(Collected data)
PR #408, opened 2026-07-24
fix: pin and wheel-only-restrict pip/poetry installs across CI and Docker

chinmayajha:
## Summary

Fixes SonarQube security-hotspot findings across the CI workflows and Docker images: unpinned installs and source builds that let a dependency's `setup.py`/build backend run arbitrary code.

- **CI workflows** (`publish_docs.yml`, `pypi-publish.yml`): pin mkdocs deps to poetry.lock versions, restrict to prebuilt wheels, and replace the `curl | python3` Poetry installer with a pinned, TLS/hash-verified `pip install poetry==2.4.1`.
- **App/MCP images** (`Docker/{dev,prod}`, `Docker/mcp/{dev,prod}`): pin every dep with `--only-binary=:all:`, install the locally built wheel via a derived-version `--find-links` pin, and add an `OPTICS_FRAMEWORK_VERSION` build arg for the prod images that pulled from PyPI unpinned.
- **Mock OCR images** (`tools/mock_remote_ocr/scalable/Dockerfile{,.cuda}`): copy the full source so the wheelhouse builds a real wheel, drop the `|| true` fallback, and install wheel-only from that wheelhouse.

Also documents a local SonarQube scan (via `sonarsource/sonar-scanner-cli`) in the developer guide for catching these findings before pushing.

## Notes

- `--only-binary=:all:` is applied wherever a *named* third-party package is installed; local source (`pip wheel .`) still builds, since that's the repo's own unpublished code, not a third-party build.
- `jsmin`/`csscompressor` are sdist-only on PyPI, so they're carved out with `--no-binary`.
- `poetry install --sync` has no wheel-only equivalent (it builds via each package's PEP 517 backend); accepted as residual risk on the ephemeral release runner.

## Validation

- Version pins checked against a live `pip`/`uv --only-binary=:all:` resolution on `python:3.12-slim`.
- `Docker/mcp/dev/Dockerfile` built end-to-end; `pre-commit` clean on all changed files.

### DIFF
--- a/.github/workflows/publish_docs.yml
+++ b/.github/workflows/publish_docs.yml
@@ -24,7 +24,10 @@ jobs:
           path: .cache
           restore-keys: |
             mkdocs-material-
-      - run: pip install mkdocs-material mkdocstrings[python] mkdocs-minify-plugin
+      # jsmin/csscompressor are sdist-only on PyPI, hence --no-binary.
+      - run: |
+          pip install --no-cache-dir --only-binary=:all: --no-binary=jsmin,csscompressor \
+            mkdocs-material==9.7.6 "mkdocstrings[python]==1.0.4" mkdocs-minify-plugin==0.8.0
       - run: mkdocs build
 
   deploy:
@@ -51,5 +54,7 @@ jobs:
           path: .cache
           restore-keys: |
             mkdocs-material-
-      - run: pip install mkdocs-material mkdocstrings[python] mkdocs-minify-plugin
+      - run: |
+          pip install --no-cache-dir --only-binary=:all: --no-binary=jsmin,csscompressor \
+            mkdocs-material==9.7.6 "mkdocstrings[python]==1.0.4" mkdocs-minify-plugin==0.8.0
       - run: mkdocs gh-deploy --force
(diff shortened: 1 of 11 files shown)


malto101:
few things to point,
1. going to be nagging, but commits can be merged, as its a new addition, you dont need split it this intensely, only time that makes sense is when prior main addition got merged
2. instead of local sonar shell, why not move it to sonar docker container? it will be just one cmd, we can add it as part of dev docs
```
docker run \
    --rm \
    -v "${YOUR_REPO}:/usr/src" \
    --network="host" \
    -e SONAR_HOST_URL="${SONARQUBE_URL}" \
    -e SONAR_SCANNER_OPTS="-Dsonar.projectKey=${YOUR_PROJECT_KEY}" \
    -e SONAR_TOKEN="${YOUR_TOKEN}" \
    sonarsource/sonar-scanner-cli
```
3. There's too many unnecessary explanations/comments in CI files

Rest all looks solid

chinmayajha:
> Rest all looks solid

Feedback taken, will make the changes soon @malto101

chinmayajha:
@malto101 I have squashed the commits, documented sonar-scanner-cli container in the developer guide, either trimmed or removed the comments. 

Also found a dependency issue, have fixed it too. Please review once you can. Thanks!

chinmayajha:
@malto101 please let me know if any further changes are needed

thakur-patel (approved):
--
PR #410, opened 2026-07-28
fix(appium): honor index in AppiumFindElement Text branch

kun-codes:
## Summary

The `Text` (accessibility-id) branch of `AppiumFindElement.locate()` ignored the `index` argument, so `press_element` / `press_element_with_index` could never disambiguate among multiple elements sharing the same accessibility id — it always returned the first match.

* [Problem requirements]:
Scan the data above and report each line in which "AppiumFindElement" is present.

* [Response]:
fix(appium): honor index in AppiumFindElement Text branch
The `Text` (accessibility-id) branch of `AppiumFindElement.locate()` ignored the `index` argument, so `press_element` / `press_element_with_index` could never disambiguate among multiple elements sharing the same accessibility id — it always returned the first match.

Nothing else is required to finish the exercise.